I have no doubt that we have a responsibility to act in this case, and that we have just cause to do so without the explicit consent of Burma's illegitimate rulers, who are letting their people die rather than letting in international aid. Unlike over Iraq, I would credit even George W Bush with right intention here. I suppose you could Noam-Chomskyishly argue that the interests of the west might be served by gaining influence over a buffer state between India and China (and, yes, Burma does have oil), but I don't think that's why a US ship is standing off the delta with helicopters and supplies. Proportional means? Yes, air drops and a "sea bridge" for aid would seem proportionate to save the lives of certainly tens of thousands, and potentially hundreds of thousands, of men, women and children....

The responsibility to protect has to be exercised responsibly: that is, with a careful, informed calculation of the likely consequences. I conclude that we should use every means except that of military-backed unilateral - or western "coalition of the willing" - action, which has few reasonable prospects, is arguably not the last resort, and would not have right authority. This does not mean we do nothing. We have a responsibility to act by every other means available, and there are many forms of "intervention' short of the military. (For us ordinary citizens, that includes ensuring the charities that do operate there have sufficient funds. In Britain, one good way to do that is through the multi-charity Disasters Emergency Committee, dec.org.uk.)

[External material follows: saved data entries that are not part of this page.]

PR #4061, opened 2024-08-06
infra: add issue validator and stale action

KrzysztofMoch:
## Summary
This PR introduce (simple) issue validator and stale action

#### Issue Validator
Issue validator will allow us to focus on "good reported" issues. It will inform users about missing fields or in case that all fields are fine will "thanks" users
You can see example issue here https://github.com/KrzysztofMoch/react-native-video/issues/6

#### Stale Action
Stale action will close issues that are inactive (I made it to don't close issue with label https://github.com/TheWidlarzGroup/react-native-video/labels/Accepted won't be staled)

### Changes
- Add action for issue validator
- Add action for issue stale

## Test plan
I have tested it on my fork


KrzysztofMoch:
@seyedmostafahasani cloud you also also look at it? I can't add you to reviewer

.github/scripts/validate.js
```diff
@@ -0,0 +1,209 @@
...
+      .map((field) => `- ${field.replace('missing-', '')}`)
+      .join(
+        '\n',
+      )}\n\nPlease update your issue with this information to help us address it more effectively. 
+      \n > Note: issues without complete information have a lower priority`;
+  },
+};
+
+const getFieldValue = (body, field) => {
+  if (!FIELD_MAPPINGS[field]) {
```
seyedmostafahasani, line 66: We can set it in a variable as shown below:
```suggestion
  const fieldMapping = FIELD_MAPPINGS[field];
  if(!fieldMapping) {
```
Then, we can use this variable in the function instead of `FIELD_MAPPINGS[field]`.

.github/scripts/validate.js
```diff
@@ -0,0 +1,209 @@
...
+    {
+      name: 'Version',
+      invalidValue: 'Put the exact version from your package.json',
+    },
+    {
+      name: 'SystemVersion',
+      invalidValue:
+        'What version of the system is using device that you are experiencing the issue?',
+    },
+    {name: 'DeviceType'},
```
seyedmostafahasani, line 129: What is your opinion on adding invalidValue for `DeviceType` and `Architecture`?

seyedmostafahasani:
@KrzysztofMoch 
LGTM! I left 2 small comments.

freeboub (approved):

freeboub:
I approve, but be careful, a ticket with no activity doesn't mean that this is not an issue. Just that nobody handled it !

.github/scripts/validate.js
KrzysztofMoch: Those values don't have "default" value so we don't need to check if values are "provided by default template"

seyedmostafahasani (approved):

moskalakamil (approved):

(Edited selections via Mick Hartley, via Norm. Emphasis added.)

Especially now that it seems that the aid will get through, it is worth contributing (in Germany, for instance, to Aktion Deutschland Hilft).

And for his other, lesser, service in this piece, I am grateful to Garton Ash for his effort to popularise the word 'Chomskyishly', although -- despite what you might think -- he is not the first to use it.